Exercise prompt: Copy, from the entries below, each line where the word "spec" can be found.

Information provided:
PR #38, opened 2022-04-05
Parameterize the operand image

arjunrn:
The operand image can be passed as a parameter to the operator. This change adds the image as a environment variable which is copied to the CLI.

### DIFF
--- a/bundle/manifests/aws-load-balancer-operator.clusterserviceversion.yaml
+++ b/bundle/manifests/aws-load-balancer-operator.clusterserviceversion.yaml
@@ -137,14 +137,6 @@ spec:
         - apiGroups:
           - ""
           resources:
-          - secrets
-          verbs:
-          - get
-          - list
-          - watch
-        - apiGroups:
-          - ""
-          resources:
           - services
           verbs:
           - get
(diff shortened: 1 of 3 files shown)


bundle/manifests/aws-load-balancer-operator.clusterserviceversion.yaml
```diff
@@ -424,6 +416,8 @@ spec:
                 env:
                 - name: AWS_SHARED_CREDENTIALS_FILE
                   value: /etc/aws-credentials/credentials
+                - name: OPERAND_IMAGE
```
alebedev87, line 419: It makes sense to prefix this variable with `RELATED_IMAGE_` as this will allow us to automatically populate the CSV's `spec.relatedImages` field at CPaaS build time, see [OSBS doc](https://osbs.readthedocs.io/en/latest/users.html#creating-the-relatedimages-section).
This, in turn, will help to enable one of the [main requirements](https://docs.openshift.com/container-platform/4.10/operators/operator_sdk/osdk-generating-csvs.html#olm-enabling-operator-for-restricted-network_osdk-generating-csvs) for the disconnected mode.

==

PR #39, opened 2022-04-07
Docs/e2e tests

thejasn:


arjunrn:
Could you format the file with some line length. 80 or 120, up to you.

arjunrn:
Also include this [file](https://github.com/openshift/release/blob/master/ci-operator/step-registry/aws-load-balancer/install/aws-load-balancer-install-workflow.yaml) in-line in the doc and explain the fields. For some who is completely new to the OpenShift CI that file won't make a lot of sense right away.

Exercise solution:
@@ -137,14 +137,6 @@ spec:
@@ -424,6 +416,8 @@ spec:
alebedev87, line 419: It makes sense to prefix this variable with `RELATED_IMAGE_` as this will allow us to automatically populate the CSV's `spec.relatedImages` field at CPaaS build time, see [OSBS doc](https://osbs.readthedocs.io/en/latest/users.html#creating-the-relatedimages-section).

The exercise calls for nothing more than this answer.